Loaded Album of the week
By Fred Spanner
ROSALIA: LUX ⭐⭐⭐⭐⭐

Let’s get it straight, right from the start: This isn’t just another pop album. It’s more like a cathedral erected in sonic form, flickering with incense and light, where club beats once hung out. It’s sexy, strange, high-concept, and yes, gloriously over the top, just the way we like it.
We’re talking love and lust, fame and fallouts, divinity and damnation. She’s reading hagiographies of female saints, she’s exploring what it means to give up control, to be object and subject, to blur god, goddess, mortal, pop star.
Right from opener “Sexo, Violencia y Llantas” we’ve got fado handclaps, operatic swellings, club-bass under church-pipes. Then there’s “Berghain” where she teams with the likes of Björk and Yves Tumor. Techno strings crash into fugues, and German choirs chant rage and desire.

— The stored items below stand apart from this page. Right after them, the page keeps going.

PR #140, opened 2021-12-27
Support Avro 1.11 and Rails 7.0, drop Ruby 2.6 and Avro 1.9 support

tjwp:
For compatibility with Ruby 2.7, I updated to the latest `salsify_rubocop` (v1.1.0) and fixed offenses. Those changes are in a separate commit.

I've omitted testing against Ruby 3.1.0 for now because there is an incompatibility between Rails 7.0.0 and Ruby 3.1.0: https://github.com/rails/rails/pull/43970


avromatic.gemspec
```diff
@@ -20,11 +20,13 @@ Gem::Specification.new do |spec|
...
+  spec.metadata['rubygems_mfa_required'] = 'true'
 
-  spec.add_runtime_dependency 'activemodel', '>= 5.2', '< 6.2'
-  spec.add_runtime_dependency 'activesupport', '>= 5.2', '< 6.2'
-  spec.add_runtime_dependency 'avro', '>= 1.9.0', '< 1.11'
+  spec.required_ruby_version = '>= 2.7'
+
+  spec.add_runtime_dependency 'activemodel', '>= 5.2', '< 7.1'
+  spec.add_runtime_dependency 'activesupport', '>= 5.2', '< 7.1'
+  spec.add_runtime_dependency 'avro', '>= 1.9.0', '< 1.12'
```
jturkel, line 29: How would you feel about dropping Avro 1.9 support since we're already doing a major version bump?

jturkel (commented):
One question but otherwise looks great.

avromatic.gemspec
tjwp: No objection since it is already almost two years old. I've added a commit that does that. I can squash the commits before merging.

At the same time, I added testing against Ruby 3.1 since there is now a compatible Rails 7.0 release.

I also excluded the `gemfiles/` directory for Rubocop so that flagging offenses and auto-correcting those generated files.

PR #142, opened 2022-02-02
Add support for specifying a subject for the avro schema when building an Avromatic model

will89:
This is an attempt to address https://github.com/salsify/avromatic/issues/141. It seems like some tools like ksqlDB have schema naming conventions that are not allowed within the avro naming conventions. ksqlDB expects all schemas to be ending in a `-value` in the schema registry, https://docs.ksqldb.io/en/latest/operate-and-deploy/schema-registry-integration/.

prime: @jturkel

### DIFF
--- a/lib/avromatic/model/configuration.rb
+++ b/lib/avromatic/model/configuration.rb
@@ -7,7 +7,7 @@ module Avromatic
     class Configuration
 
       attr_reader :avro_schema, :key_avro_schema, :nested_models, :mutable,
-                  :allow_optional_key_fields
+                  :allow_optional_key_fields, :avro_schema_subject, :key_avro_schema_subject
       alias_method :mutable?, :mutable
       delegate :schema_store, to: Avromatic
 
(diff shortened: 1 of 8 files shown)


lib/avromatic/model/configuration.rb
```diff
@@ -17,24 +17,30 @@ class Configuration
...
+      # @option options [String, Symbol] :value_schema_subject
       # @option options [Avro::Schema] :key_schema
       # @option options [String, Symbol] :key_schema_name
+      # @option options [String, Symbol] :key_schema_subject
       # @option options [Avromatic::ModelRegistry] :nested_models
       # @option options [Boolean] :mutable, default false
       # @option options [Boolean] :allow_optional_key_fields, default false
       def initialize(**options)
         @avro_schema = find_avro_schema(**options)
+        @avro_schema_subject = options[:schema_subject] || options[:value_schema_subject]
```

Some moments feel like the choir at the opera house just accidentally wandered into the DJ booth at 3 AM and decided to raise the roof.
Rosalía's voice is front and centre, but it’s dressed in armour now. It’s rich, angular, and full of drama. The orchestration never lets her hide. Tracks like “Porcelana” and “Mio Cristo” show her switching registers between vulnerability and diva-mode.
If you’re up for the ride, the reward is massive.
This album could be argued as her masterpiece so far: bold, unsettling, and seductive. It usurps the cheap thrills and light refrains and goes for something bigger.